Defendant demonstrated that the first four claims listed above had been denied within 30 days of their receipt (see Insurance Department Regulations [11 NYCRR] § 65-3.8 [a]; see also St. Vincent’s Hosp. of Richmond v Government Empls. Ins. Co., 50 AD3d 1123 [2008]; Delta Diagnostic Radiology, P.C. v Chubb Group of Ins., 17 Misc 3d 16 [App Term, 2d & 11th Jud Dists 2007]) on the ground that plaintiff had failed to appear for duly scheduled EUOs. The affidavits submitted by defendant established that its EUO scheduling letters had been mailed in accordance with its standard office practices and procedures (see St. Vincent’s Hosp. of Richmond, 50 AD3d 1123; Delta Diagnostic Radiology, P.C., 17 Misc 3d 16), and that the EUOs had been properly scheduled (see ARCO Med. NY, P.C. v Lancer Ins. Co., 34 Misc 3d 134[A], 2011 NY Slip Op 52382[U] [App Term, 2d, 11th & 13th Jud Dists 2011]). Defendant also established that plaintiff had failed to appear at the duly scheduled EUOs, through both an affidavit by the investigator who had been assigned to conduct the EUOs, and statements made on the record by the same investigator (see Stephen Fogel Psychological, P.C. v Progressive Cas. Ins. Co., 35 AD3d 720 [2006]). Since defendant demonstrated that plaintiff had failed to comply with a condition precedent to coverage, the branches of its motion seeking summary judgment dismissing so much of the complaint as sought to recover upon these claims should have been granted.

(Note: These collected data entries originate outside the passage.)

Issue #9787, opened 2021-09-02
Revisit Draco3d downloads from gstatic


ebogo1:
This is a follow-up to https://github.com/CesiumGS/cesium/pull/9778, which just got merged in time for the 1.85 release. Instead of manually downloading .wasm and wrapper files from the [Draco repo](https://github.com/google/draco/), CesiumJS now fetches them from gstatic during install time with a `prepare` script in package.json. There are several loose ends from these changes:

- **Using version 1.3.5 instead of the latest (1.4.1 at the time of writing):** As of 1.3.6, it seems the Draco decoder does not work with our `decodeDraco` worker. I suspect this is due to our usage of `SkipAttributeTransform`: https://github.com/CesiumGS/cesium/blob/a02065697660f2ee1960548a5630578a8a11e3d0/Source/WorkersES6/decodeDraco.js#L278-L284 When these lines are commented out, newer Draco versions work fine but the attributes are returned as Float32 arrays instead of Uint16 arrays. The action item here is to do some digging into the `SkipAttributeTransform` source code and try to make an example demonstrating a bug if there is one (and to open an issue in the Draco3d repo). 
- **Using the gstatic files instead of the npm package:** I tried two things with the npm module:
  - **Point the Draco `TaskProcessor` directly to the .wasm and wrapper files in the npm package dist:** This didn't work due to a runtime error, possibly related to the first bullet point but I'm not sure.
  - **Compile the .wasm module from the npm package using the decoder API:** Similarly to the other libraries we pull from npm, I imported the Decoder from the Draco module. Then, following the [example](https://github.com/google/draco/blob/master/javascript/npm/draco3d/draco_minimal_decoder_example.js) in the Draco repo,  modified the `decodeDraco(event)` function in our Draco worker to load the module using the `createDecoderModule ` API. I think the changes in the worker were correct, but I was unable to test because I ran into build errors due to a dependency on `fs` and `path` inside the Decoder from npm when building the files in Source/ThirdParty/.
- **Updating the gulp "prepare" task:** With the inclusion of a `"prepare"` script in package.json, we needed to remove the script from the package.json that gets bundled into our zip file. Since we rushed to get the Draco download changes into 1.85, we might've missed a cleaner way to do this; ideally, we wouldn't need to write out a temporary `package.noprepare.json` file during the `"makeZipFile"` task and delete it immediately after.

lilleyse:
[...]

PR #9841, opened 2021-09-28
Grab draco3d from npm instead of gstatic

ebogo1:
Band-aid fix for https://github.com/CesiumGS/cesium/issues/9787.

This PR is a temporary workaround for streamlining all our third party libraries to come from npm. Unfortunately, as mentioned in the above issue, the draco3d npm package seems to have a bug with quantization so this PR introduces a regression by disabling quantization in our `decodeDraco` worker. 

The examples on the draco3d repo instantiate the .wasm module using the Decoder API, but doing so with our current npm build system doesn't play nicely with rollup because the Decoder module requires Node built-in libraries (`fs` and `path`) which are missing at build time. Because of all this, the PR changes are:
1. Add the `draco3d` npm package to package.json
2. In the `postinstall` script, copy the wrapper (now named `draco_decoder_nodejs.js` instead of `draco_wasm_wrapper.js`) and .wasm file from node_modules/ to their original locations in Source/ThirdParty/.
3. Comment out the lines dealing with quantization for meshes in the `decodeDraco` worker. A few specs failed because of this change so for now they are `xit`'d out.

This also updates Draco to 1.4.1.

### DIFF
--- a/Source/WorkersES6/decodeDraco.js
+++ b/Source/WorkersES6/decodeDraco.js
@@ -272,30 +272,6 @@ function decodePointCloud(parameters) {
   return result;
 }
 
-function findQuantizationTransform(array, numComponents) {
-  var min = [];
-  var max = [];
-  var i, j;
-  for (i = 0; i < numComponents; ++i) {
-    min.push(array[i]);
-    max.push(array[i]);
-  }
-  for (i = 0; i < array.length; i += numComponents) {
-    for (j = 0; j < numComponents; ++j) {
-      min[j] = Math.min(array[i + j], min[j]);
-      max[j] = Math.max(array[i + j], max[j]);
-    }
-  }
-  var range = max[0] - min[0];
-  for (i = 1; i < numComponents; ++i) {
-    range = Math.max(max[i] - min[i], range);
-  }
-  return {
-    min: min,
-    range: range,
-  };
-}
-
 function decodePrimitive(parameters) {
   var dracoDecoder = new draco.Decoder();
 
@@ -305,12 +281,6 @@ function decodePrimitive(parameters) {
     for (var i = 0; i < attributesToSkip.length; ++i) {
       dracoDecoder.SkipAttributeTransform(draco[attributesToSkip[i]]);
     }
-  }
-
-  // SkipAttributeTransform appears to work on "NORMAL" but not on other attributes.
-  // See https://github.com/google/draco/issues/742.
-  if (parameters.dequantizeInShader) {
-    dracoDecoder.SkipAttributeTransform(draco["NORMAL"]);
   }
 
   var bufferView = parameters.bufferView;
@@ -334,9 +304,6 @@ function decodePrimitive(parameters) {
 
   var attributeData = {};
 
-  // Skip "NORMAL" because we called SkipAttributeTransform(draco["NORMAL"])
-  var attributesToQuantize = ["POSITION", "COLOR", "TEX_COORD"];
-
   var compressedAttributes = parameters.compressedAttributes;
   for (var attributeName in compressedAttributes) {
     if (compressedAttributes.hasOwnProperty(attributeName)) {
@@ -350,35 +317,6 @@ function decodePrimitive(parameters) {
         dracoDecoder,
         dracoAttribute
       );
-      if (
-        parameters.dequantizeInShader &&
-        attributesToQuantize.includes(attributeName)
-      ) {
-        var data = attributeData[attributeName].data;
-        var minMax = findQuantizationTransform(
-          attributeData[attributeName].array,
-          data.componentsPerAttribute
-        );
-        var range = minMax.range;
-        var length = attributeData[attributeName].array.length;
-        var quantizedArray = new Uint16Array(length);
-        for (var i = 0; i < length; i += data.componentsPerAttribute) {
-          for (var j = 0; j < data.componentsPerAttribute; ++j) {
-            var value = attributeData[attributeName].array[i + j];
-            quantizedArray[i + j] = ((value - minMax.min[j]) / range) * 65535;
-          }
-        }
-        attributeData[attributeName].array = quantizedArray;
-        attributeData[attributeName].data.byteStride /= 2;
-        attributeData[attributeName].data.componentDatatype =
-          ComponentDatatype.UNSIGNED_SHORT;
-        attributeData[attributeName].data.quantization = {
-          octEncoded: false,
-          quantizationBits: 16,
-          minValues: minMax.min,
-          range: minMax.range,
-        };
-      }
     }
   }
 
--- a/Source/WorkersES6/decodeDraco.js
+++ b/Source/WorkersES6/decodeDraco.js
@@ -299,6 +299,16 @@ function findQuantizationTransform(array, numComponents) {
 function decodePrimitive(parameters) {
   var dracoDecoder = new draco.Decoder();
 
+  // Skip all parameter types except generic
+  var attributesToSkip = ["POSITION", "NORMAL", "COLOR", "TEX_COORD"];
+  if (parameters.dequantizeInShader) {
+    for (var i = 0; i < attributesToSkip.length; ++i) {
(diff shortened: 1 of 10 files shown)


cesium-concierge:
* :grey_question: [CHANGES.md](https://github.com/CesiumGS/cesium/blob/no-quantization/CHANGES.md) was not updated.

- [ ] Cesium Viewer works.
- [ ] Works in 2D/CV.

Source/WorkersES6/decodeDraco.js
```diff
@@ -276,12 +276,12 @@ function decodePrimitive(parameters) {
...
-    for (var i = 0; i < attributesToSkip.length; ++i) {
-      dracoDecoder.SkipAttributeTransform(draco[attributesToSkip[i]]);
-    }
-  }
+  // var attributesToSkip = ["POSITION", "NORMAL", "COLOR", "TEX_COORD"];
+  // if (parameters.dequantizeInShader) {
+  //   for (var i = 0; i < attributesToSkip.length; ++i) {
+  //     dracoDecoder.SkipAttributeTransform(draco[attributesToSkip[i]]);
+  //   }
+  // }
```
lilleyse, line 284: To help keep the code clean let's delete this code and failing tests in a single isolated commit, then in a new issue mention that the commit should be reverted once the draco issue is fixed upstream and we update the npm package.

Source/WorkersES6/decodeDraco.js
```diff
@@ -276,12 +276,12 @@ function decodePrimitive(parameters) {
   var dracoDecoder = new draco.Decoder();
 
   // Skip all parameter types except generic
-  var attributesToSkip = ["POSITION", "NORMAL", "COLOR", "TEX_COORD"];
-  if (parameters.dequantizeInShader) {
-    for (var i = 0; i < attributesToSkip.length; ++i) {
-      dracoDecoder.SkipAttributeTransform(draco[attributesToSkip[i]]);
-    }
-  }
+  // var attributesToSkip = ["POSITION", "NORMAL", "COLOR", "TEX_COORD"];
```
ebogo1, line 279: @lilleyse Is this ok to merge as is? I remember you suggested commenting out the line in Model.js instead? I think it was -
https://github.com/CesiumGS/cesium/blob/e8f8fb970823b46318362fc5972e42e3832f647d/Source/Scene/Model.js#L638

ebogo1:
Looks like CI/specs are failing with a few more that I missed, I think those should be `xit`'d too: 
```
1) loads Duck
     Scene/GltfLoader
2) adds a dequantization function
     Scene/ModelExperimental/DequantizationPipelineStage
3) adds dequantization uniforms
     Scene/ModelExperimental/DequantizationPipelineStage
4) prepares Draco model for dequantization stage
     Scene/ModelExperimental/GeometryPipelineStage
```

Source/WorkersES6/decodeDraco.js
lilleyse: Yeah this is ok to merge as is.

lilleyse:
I just want to emphasize that this PR is an unfortunate but necessary tradeoff that we hope is just temporary.

Geometry memory usage for 3D Tiles will **double** because we can no longer dequantize data on the GPU due to a bug in newer versions of draco https://github.com/google/draco/issues/742. We can no longer use our older working version of Draco due to a requirement to move all third party libraries to npm, which is further complicated by the fact that older versions of draco on npm use asm.js instead of WebAssemly and aren't compatible with our web worker system.

Source/WorkersES6/decodeDraco.js
lilleyse: Actually, can keep this code and only enable `"NORMAL"`? Since it is working for normals we may as well take what we can get.

lilleyse:
@ebogo1 just had an idea - even though draco will return the full decoded data now, we can still quantize the data ourselves in the worker so that we don't have to resort to doubling the memory usage. We'll just need to convert the `Float32Array` back to a `Uint16Array` or `Uint8Array` manually.

Source/WorkersES6/decodeDraco.js
```diff
@@ -272,16 +272,36 @@ function decodePointCloud(parameters) {
...
+  }
+  for (i = 0; i < array.length; i += numComponents) {
+    for (j = 0; j < numComponents; ++j) {
+      min[j] = Math.min(array[i + j], min[j]);
+      max[j] = Math.max(array[i + j], max[j]);
+    }
+  }
+  var range = max[0] - min[0];
+  for (i = 1; i < numComponents; ++i) {
+    range = Math.max(max[i] - min[i], range);
```
ebogo1, line 291: This is not what I expected - the [draco source code](https://github.com/google/draco/blob/85a614fa6639d155f47ec68a776258a0e28b918f/src/draco/attributes/attribute_quantization_transform.h#L96-L97) say `range` is the "max delta over all components." I first thought this would mean the magnitude of `max - min`, but doing it this way matches the range returned by the decoder in main.

ptrgags (commented):
@ebogo1 looks pretty good, though I'm noticing one problem with the NYC dataset, picking is now selecting way too many buildings:

Maybe check if the `_BATCH_ID` property is going down the correct path?

image

The milk truck model worked fine though!

Source/WorkersES6/decodeDraco.js
ptrgags: Oh, I didn't see this, maybe ignore my comment in the PR review :sweat_smile:

Source/WorkersES6/decodeDraco.js
```diff
@@ -317,6 +337,32 @@ function decodePrimitive(parameters) {
         dracoDecoder,
         dracoAttribute
       );
+      if (parameters.dequantizeInShader && attributeName !== "NORMAL") {
```
ptrgags, line 340: @ebogo1 correction, from the [B3DM Spec](https://github.com/CesiumGS/3d-tiles/tree/main/specification/TileFormats/Batched3DModel#binary-gltf) it's called `_BATCHID` (all one word). It's probably due to the fact that this is not `NORMAL`, but it's not one of the built-ins like `POSITION` either.

I wonder if it's going down the wrong path due to this if statement.

ebogo1: Good catch - with the code in `main` it looks like we wouldn't expect to use Draco's quantization transform on anything other than the properties in `var attributesToSkip = ["POSITION", "NORMAL", "COLOR", "TEX_COORD"];`.

Source/WorkersES6/decodeDraco.js
```diff
@@ -272,16 +272,36 @@ function decodePointCloud(parameters) {
...
+    min.push(array[i]);
+    max.push(array[i]);
+  }
+  for (i = 0; i < array.length; i += numComponents) {
+    for (j = 0; j < numComponents; ++j) {
+      min[j] = Math.min(array[i + j], min[j]);
+      max[j] = Math.max(array[i + j], max[j]);
+    }
+  }
+  var range = max[0] - min[0];
```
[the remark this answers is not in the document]
ebogo1: Based on inspecting the code in `main` I think this is supposed to be a number. That's also in line with the Draco [source code](https://github.com/google/draco/blob/85a614fa6639d155f47ec68a776258a0e28b918f/src/draco/attributes/attribute_quantization_transform.h#L96-L97):

```cpp
int32_t quantization_bits_;

// Minimal dequantized value for each component of the attribute.
std::vector<float> min_values_;

// Bounds of the dequantized attribute (max delta over all components).
float range_;
```

ptrgags:
@ebogo1 code looks good (aside from the tests that we want to temporarily remove). NYC dataset is picking correctly again!

let me know when you remove the broken tests and when you've documented what commits need to be reverted after draco is fixed, then I'll merge.

ptrgags:
@ebogo1 changes look good, thanks!

ebogo1:
Thanks @ptrgags - I opened https://github.com/CesiumGS/cesium/issues/9847 to follow up.

PR #9842, opened 2021-09-29
Add support for `TILE_GEOMETRIC_ERROR` semantic

lilleyse:
Implements the 3D Tiles Next spec change in https://github.com/CesiumGS/3d-tiles/pull/487 which allows you to specify geometric error for each tile in an implicit subtree. This gives more flexibility that the default behavior which is to half the geometric error at each level.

Accordingly, the order, insofar as appealed from, is modified by providing that the branches of defendant’s motion seeking summary judgment dismissing so much of the complaint [*3]as sought to recover upon a claim for $249.96 for services rendered on January 19, 2009, a claim for $3,119.44 for services rendered on January 28, 2009, a claim for $230.09 for additional services rendered on January 28, 2009 and a claim for $272.92 for services rendered on February 17, 2009 are granted.
Pesce, P.J., Aliotta and Solomon, JJ., concur.